The threat of electricity blackouts in southern Australia next summer and our bizarre ‘gas crisis’ seem to be dragging us out of the rock-throwing approach to energy policy making.

Stabilising the situation in southern Australia

While initially the debate over South Australia’s problems was about supply, the need to stabilise the situation before next summer has driven some useful developments on both the demand and supply sides.

A call for bids to provide battery storage resulted in 31 bids. Rooftop solar is booming, and large-scale solar and wind are going gangbusters.

This highlights how fast our 21st century energy industry can respond. It also shows how risky those big projects that take years to implement are.

Even PM Turnbull’s ideas for Snowy and Tasmanian hydro will struggle to compete in the new world of modular, distributed energy solutions.

We have also seen a belated recognition that demand response can fix short-term problems. Demand response involves aggregators contracting businesses to cut demand or run backup generators at short notice—when paid a fair price for their contribution.

This provides guaranteed reduction in electricity (or gas) demand, reducing the need for additional supply capacity.

It is widely used in other parts of the world, but our energy policy makers have been glacially slow in establishing a framework.

States will need to set up demand response mechanisms through energy retailers, which they still regulate, as national regulators are very unlikely to act quickly enough. Since first writing this, AEMO and ARENA have announced a demand response pilot project (www.bit.ly/AEMO-RI) of 100 megawatts. This is great, as someone is finally responding to the obvious: demand response is the quickest, cheapest way of avoiding blackouts.

But the way this is being done has also exposed how broken our national energy market system is: they have had to work around the normal mechanisms.

We need much more demand response capacity to break the market power of the gas and coal generators, so there is still a need for states to use their powers over energy retailers to drive demand response. Energy efficiency programs could also help.

When SA suffered blackouts because of a 90 megawatt (MW) shortfall, demand was around 3000 MW. At that time, household cooling was probably over 1000 MW: an ongoing building and air conditioner energy efficiency program could have avoided the problem, as shown in the graph on the next page.

The gas crisis

A sudden increase in wholesale gas prices and the difficulties many industries have had even negotiating new gas contracts have uncovered chronic failure in gas policy. It has also exposed the reality that many former energy ministers and politicians work for the gas (and oil and coal) industry.

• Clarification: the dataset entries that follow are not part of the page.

PR #1416, opened 2022-04-07
client, support testSerialize in model validation

weidongxu-microsoft:


vanilla-tests/src/test/java/fixtures/bodycomplex/generated/SmartSalmonTests.java
```diff
@@ -30,4 +34,65 @@ public void testDeserialize() {
         Assertions.assertEquals(false, model.iswild());
         Assertions.assertEquals("sne", model.getCollegeDegree());
     }
+
+    @Test
+    public void testSerialize() {
```
weidongxu-microsoft, line 39: some example here

PR #1424, opened 2022-04-17
DPG, minor change of async client variable name in sync client

weidongxu-microsoft:


generate
```diff
@@ -10,6 +10,8 @@ PROTOCOL_RESILIENCE_ARGUMENTS='--version=3.8.1 --java --use=./ --data-plane'
 SWAGGER_PATH=node_modules/@microsoft.azure/autorest.testserver/swagger
 
 # Vanilla
+mv -f vanilla-tests/src/main/java/fixtures/report/CoverageReporter.java vanilla-tests/swagger/CoverageReporter.java
```
weidongxu-microsoft, line 13: Actually we seems not really need to run CoverageReport class. Just keep it there. This class is manual written.

javagen/src/main/java/com/azure/autorest/template/ServiceSyncClientWrapAsyncClientTemplate.java
```diff
@@ -22,7 +22,7 @@ public static ServiceSyncClientTemplate getInstance() {
         return INSTANCE;
     }
 
-    private static final String ASYNC_CLIENT_VAR_NAME = "asyncClient";
+    private static final String ASYNC_CLIENT_VAR_NAME = "client";
```
weidongxu-microsoft, line 25: In existing hand-written data-plane sdk, we seems use `client` more.

PR #1427, opened 2022-04-20
client, always have javadoc description

weidongxu-microsoft:
Msdoc render on method of javadoc without description is not good.
https://docs.microsoft.com/en-us/java/api/com.azure.resourcemanager.mediaservices.mediaservicesmanager?view=azure-java-stable

Hence we should always add the "description" to javadoc on method. "@return" is not enough.

### DIFF
--- a/azure-tests/src/main/java/fixtures/azurespecials/models/HeadersCustomNamedRequestIdHeadResponse.java
+++ b/azure-tests/src/main/java/fixtures/azurespecials/models/HeadersCustomNamedRequestIdHeadResponse.java
@@ -29,7 +29,11 @@ public final class HeadersCustomNamedRequestIdHeadResponse
         super(request, statusCode, rawHeaders, value, headers);
     }
 
-    /** @return the deserialized response body. */
+    /**
+     * Gets the deserialized response body.
+     *
+     * @return the deserialized response body.
+     */
     @Override
     public Boolean getValue() {
         return super.getValue();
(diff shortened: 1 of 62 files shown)


azure-tests/src/main/java/fixtures/azurespecials/models/HeadersCustomNamedRequestIdHeadResponse.java
```diff
@@ -29,7 +29,11 @@ public HeadersCustomNamedRequestIdHeadResponse(
...
 
-    /** @return the deserialized response body. */
+    /**
+     * Gets the deserialized response body.
+     *
+     * @return the deserialized response body.
+     */
     @Override
     public Boolean getValue() {
         return super.getValue();
```
weidongxu-microsoft, line 39: Case 1 on Resonse class.

azure-tests/src/main/java/fixtures/paging/models/OperationResultStatus.java
```diff
@@ -54,7 +54,11 @@ public static OperationResultStatus fromString(String name) {
...
 
-    /** @return known OperationResultStatus values. */
+    /**
+     * Gets known OperationResultStatus values.
+     *
+     * @return known OperationResultStatus values.
+     */
     public static Collection<OperationResultStatus> values() {
         return values(OperationResultStatus.class);
     }
```
weidongxu-microsoft, line 64: Case 2 on Choice class.

weidongxu-microsoft:
Case 3 is on Manager class. E.g. https://docs.microsoft.com/en-us/java/api/com.azure.resourcemanager.mediaservices.mediaservicesmanager?view=azure-java-stable

PR #1438, opened 2022-05-10
DPG, support helper client method in Impl for LRO with model

weidongxu-microsoft:
this PR is on providing utilities for developer to add model to DPG (currently limit to LRO methods).

sample output https://github.com/Azure/autorest.java/pull/1438/commits/564502ae472142dda3dad1912e3c9233f3da7977

also add open and export to `module-info.java` when `generate-models=true` e.g.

For decades, Australian governments have proudly described our low energy prices as a competitive advantage—which has led local industry to complacently maintain appallingly inefficient use of energy.

But governments have quietly supported an ‘open’ economy, including world parity pricing for oil and gas.

These two positions have never been reconciled. The recent gas crisis has exposed a lot of skeletons. The suddenness of the shift in east coast gas prices has shocked almost everyone.

Yet a 2014 study by Deloitte Access Economics1 predicted a multi-billion dollar shift in annual income to the gas industry from other industries, and over 10,000 job losses.

The gas problem has spilled over to electricity, as high-priced gas generation has replaced lower-priced alternatives, due to factors including Abbott’s war on renewables (see The Pears Report in ReNew 139) and closures of old coal generators. Logical policy would have assisted or required gas users to improve efficiency as markets were gradually exposed to global prices. But we have inadequately regulated, poorly designed markets. I

wasn’t surprised when the government intervened. A situation where Australians are paying more for gas than countries we export gas to clearly does not pass the PM’s ‘pub test’.

Energy efficiency and productivity— glimmers of hope

Most of Australia’s energy efficiency policies focus on providing consumer information and setting fairly weak standards for new equipment and buildings. Policies providing information on building performance at time of resale or lease are emerging.

For existing buildings and equipment, limited information and energy auditing programs dominate. The ACT, NSW, Victoria and South Australia offer financial incentives for some activities under their energy retailer obligation schemes.

While these programs have delivered useful savings, they fall well short of an optimum outcome for society. Many of the benefits they deliver are not even measured or costed, and levels of ambition are low.

“When SA suffered blackouts because of a 90 MW shortfall, demand was around 3000 MW. At that time, household cooling was probably over 1000 MW: an ongoing building and air conditioner energy efficiency program could have avoided the problem.”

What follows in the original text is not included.